Our Methodology

Every comparison on this site follows the same rigorous process. Here is exactly how we evaluate AI subscriptions.

1

Hands-On Testing

We pay for and actively use every AI subscription we review. No trial accounts, no vendor-provided demos. Each product is tested across a standardized set of tasks — writing, coding, analysis, creative work, and conversational quality — so comparisons reflect real capabilities, not marketing promises.

2

Regular Price Verification

AI providers change pricing frequently. We verify every price point directly from official sources on a regular cadence and update our pages within 48 hours of confirmed changes. Every pricing page shows a "last verified" date so you know the information is current.

3

Feature-by-Feature Analysis

We break down every subscription into its component features — model access, context window size, rate limits, API availability, file upload support, image generation, plugins, and more. This granular approach makes it easy to see exactly where each product excels and where it falls short.

4

Real-World Usage Scenarios

Benchmarks only tell part of the story.
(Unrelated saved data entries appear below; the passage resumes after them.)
PR #731, opened 2025-12-29
Add example spi/ssd1309_spi

mjcross:
Add an example of how to attach one of the widely available small OLED displays based on the SSD1309 controller via SPI, complementing the existing SSD1306 example that uses i2c. In fact the two controllers have the same command set so the example should work on either (but I don't have an SSD1306 to test).
For many applications the SPI interface might be a better bet, as it runs a lot faster (10Mbit/sec).


mjcross:
Incidentally I've also created a similar version that uses a frame buffer updated via DMA direct to the SPI peripheral; but I'll submit that as a separate PR. This version is much easier to understand.

spi/ssd1309_spi/ssd1309_spi.c
```diff
@@ -0,0 +1,144 @@
...
+    uint col = text_col * 8;
+    send_command(col & 0x0f);                   // set the column start address (low nibble)
+    send_command(0x10 + ((col & 0xf0) >> 4));   // set the column start address (high nibble)
+}
+
+// display a single text character at the cursor position
+void display_char(char c) {
+    uint font_index = 0;             // default (space)
+    c = toupper(c);
+    if (isalpha(c)) {
```
lurch, line 70: Minor nitpick: I guess you could put the `c = toupper(c);` inside `if (isalpha(c)) {` :wink:

spi/ssd1309_spi/ssd1309_spi.c
```diff
@@ -0,0 +1,144 @@
...
+        font_index = c - 'A' + 1;    // a-z and A-Z
+    } else if (isdigit(c)) {
+        font_index = c - '0' + 27;   // 0-9
+    }
+    gpio_put(PIN_DC, DC_DATA_MODE);
+    spi_write_blocking(SPI_DEVICE, font + font_index * 8, 8);
```
lurch: It's been a while since I've written low-level C, but I _think_ this is the same as:
```c
spi_write_blocking(SPI_DEVICE, &font[font_index * 8], 8);
```
?
IMHO the array-access notation might be slightly easier to read than direct pointer arithmetic?

spi/ssd1309_spi/ssd1309_spi.c
```diff
@@ -0,0 +1,144 @@
...
+    spi_write_blocking(SPI_DEVICE, &cmd_byte, 1);
+}
+
+// send a data byte to the display
+void send_data(uint8_t data_byte) {
+    gpio_put(PIN_DC, DC_DATA_MODE);
+    spi_write_blocking(SPI_DEVICE, &data_byte, 1);
+}
+
+// set the text cursor position (row, col)
```
lurch, line 55: Is it worth clarifying what the maximum text row and column values are?

spi/ssd1309_spi/ssd1309_spi.c
```diff
@@ -0,0 +1,144 @@
...
+    if (isalpha(c)) {
+        font_index = c - 'A' + 1;    // a-z and A-Z
+    } else if (isdigit(c)) {
+        font_index = c - '0' + 27;   // 0-9
+    }
+    gpio_put(PIN_DC, DC_DATA_MODE);
+    spi_write_blocking(SPI_DEVICE, font + font_index * 8, 8);
+}
+
+// display a null-terminated string at the cursor position
```
lurch, line 79: What happens if the string is too long to fit on the display?

spi/ssd1309_spi/ssd1309_spi.c
```diff
@@ -0,0 +1,144 @@
...
+
+    // after a short pause, send the 'display on' command
+    sleep_ms(1);
+    send_command(0xaf);
+    display_clear();
+}
+
+
+int main() {
+    stdio_init_all();
```
lurch, line 126: This example doesn't seem to actually use stdio?

spi/ssd1309_spi/ssd1309_spi.c
lurch: Also, perhaps it's worth adding a `send_multiple_data` function which accepts a pointer and a length, and then you could use that here so that `display_char` is "isolated" from the lower-level GPIO manipulation? :thinking: 
(and maybe you could use that to make your `display_clear` function more efficient too)

spi/ssd1309_spi/README.adoc
```diff
@@ -0,0 +1,59 @@
...
+
+CMakeLists.txt:: A file to configure the CMake build system for the example.
+ssd1309_spi.c:: The example code.
+ssd1309_font.h:: A basic 8x8 bit font table used by the example.
+
+
+== Bill of Materials
+
+.A list of materials required for the example
+[[BME280-bom-table]]
```
lurch: `SSD1309-bom-table` ? :wink:

spi/ssd1309_spi/ssd1309_spi.c
mjcross: With respect, I think it's clearer the way it is - especially as `c` is used elsewhere in the function :-)

spi/ssd1309_spi/ssd1309_spi.c
mjcross: Yes the two forms are entirely equivalent.
I think you're right that the `&(array[index])` form is probably better here though: I'll change it - thanks

mjcross: Ideally `font[]` should be an array of 8-byte elements, which would get rid of the 'magic' `index * 8`... but I just lifted it from the I2C example ;-)

spi/ssd1309_spi/ssd1309_spi.c
mjcross: Nothing bad: it just wraps around.
To be precise the behaviour depends on what addressing mode you put the display into, but in the default mode it just wraps on the same row.
I'll add a comment to the code to point that out and refer to the mfrs datasheet.

spi/ssd1309_spi/ssd1309_spi.c
mjcross: Correct - but I thought it might be wise to enable it in case of runtime error messages... What do you think?

spi/ssd1309_spi/ssd1309_spi.c
lurch: Fair enough.

spi/ssd1309_spi/ssd1309_spi.c
lurch: I'll leave this one up to @peterharperuk :slightly_smiling_face:

spi/ssd1309_spi/ssd1309_spi.c
mjcross: If you really want, but I'm not sure it's worth it. I initially did it that way myself for the same reasons, but as the `send multi()` function was only being used in `display_char()` I took it out. I agree that 'isolation' would be the way to go for maintainable production code, but it seemed to me that clarity was the most important thing for an example and this was the clearest way.

On the efficiency of `display_clear()` I agree it's rudimentary and there are more efficient ways. But as we are _firmly_ IO-bound here I decided, again, to err on the side of simplicity and keep the swanky stuff for a separate example that uses a DMA frame buffer (far better for many reasons, but a lot harder to follow for a basic use-case).

Happy to go either way, but what do you think?

spi/ssd1309_spi/README.adoc
mjcross: Heh - good catch! Now you know where I 'lifted' the .adoc template from haha

spi/ssd1309_spi/ssd1309_spi.c
mjcross: fixed in https://github.com/raspberrypi/pico-examples/pull/731/commits/622210dc2773cd64dfdb7911f4b0633e6fb69551

spi/ssd1309_spi/ssd1309_spi.c
mjcross: fixed in https://github.com/raspberrypi/pico-examples/pull/731/commits/622210dc2773cd64dfdb7911f4b0633e6fb69551

spi/ssd1309_spi/ssd1309_spi.c
mjcross: fixed in https://github.com/raspberrypi/pico-examples/pull/731/commits/622210dc2773cd64dfdb7911f4b0633e6fb69551

spi/ssd1309_spi/README.adoc
mjcross: fixed in https://github.com/raspberrypi/pico-examples/pull/731/commits/308de3eabf89a07f5ebed168ff991e7de071527c

spi/ssd1309_spi/ssd1309_spi.c
lurch: These were just minor suggestions; I'm happy for you to leave the code as-is.

spi/ssd1309_spi/ssd1309_font.h
```diff
@@ -0,0 +1,48 @@
...
+ *
+ * SPDX-License-Identifier: BSD-3-Clause
+ */
+
+// Vertical bitmaps, A-Z, 0-9. Each is 8 pixels high and wide
+// These are defined vertically to make them quick to copy to FB
+
+static uint8_t font[] = {
+0x00, 0x00, 0x00, 0x00, 0x00, 0x00, 0x00, 0x00, // Nothing
+0x78, 0x14, 0x12, 0x11, 0x12, 0x14, 0x78, 0x00, //A
```
lurch, line 19: Probably not worth changing, but I guess you _could_ add `#define FONT_INDEX_SPACE 0`, `#define FONT_INDEX_A 1` and `#define FONT_INDEX_0 27` here, and then you could get rid of the "magic numbers" in `display_char` :wink:

lurch:
Thank you for the high-quality example :+1:  
Sorry if I went a bit overboard on the number of comments.

spi/ssd1309_spi/ssd1309_font.h
mjcross: That's a really good idea

mjcross:
> Thank you for the high-quality example 👍 Sorry if I went a bit overboard on the number of comments.

You're more than welcome! I wanted to use one of these displays in a current project, and writing it up as an example encourages me to do a better job. Your comments are really helpful and always on point :-)

I'll be interested to see what you think of the DMA frame-buffer version, which should be ready in the next day or two. First time I've dipped my toe into using DMA and it's a really well designed API 👍

spi/ssd1309_spi/ssd1309_font.h
mjcross: Fixed in https://github.com/raspberrypi/pico-examples/pull/731/commits/7267b95f76259d9ba873186a39352fc0c883d901

spi/ssd1309_spi_dma/CMakeLists.txt
```diff
@@ -0,0 +1,17 @@
+add_executable(ssd1309_spi_dma
```
lurch: Oops, I assume you accidentally added this file to the wrong PR?

peterharperuk (dismissed):

peterharperuk (approved):

PR #732, opened 2026-01-04
Add example to display stdout text and simple graphics on an SSD1309-based OLED panel via SPI.

mjcross:
Small (128x64) monochrome OLED displays based on the SSD1309 are widely available at low cost such as [https://www.aliexpress.com/item/1005003171884489.html](https://www.aliexpress.com/item/1005003171884489.html). They are an attractive option for small embedded projects.

This PR adds an SPI-based example for the SSD1309 that complement the existing I2C-based one for the SSD1306, and adds significant functionality such as a DMA based frame buffer and a simple stdout driver.


peterharperuk (commented):
Just works - I will push a rebase

peterharperuk (approved):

We test every product in real-world scenarios: drafting emails, debugging code, summarizing documents, brainstorming ideas, and building projects. Our "best for" recommendations are grounded in how these tools actually perform in daily workflows, not isolated tests.

5

Benchmark Scoring

Where applicable, we reference publicly available benchmarks (MMLU, HumanEval, GPQA, and others) alongside our own qualitative assessments. Scores are normalized so you can compare across providers on a consistent scale. We always note when benchmark data is self-reported versus independently verified.

6

Community Feedback

Our analysis doesn't happen in a vacuum. We monitor community sentiment across forums, social platforms, and user reviews to surface issues and strengths that might not appear in controlled testing. Reader corrections and feedback are incorporated into updates — if we get something wrong, we fix it.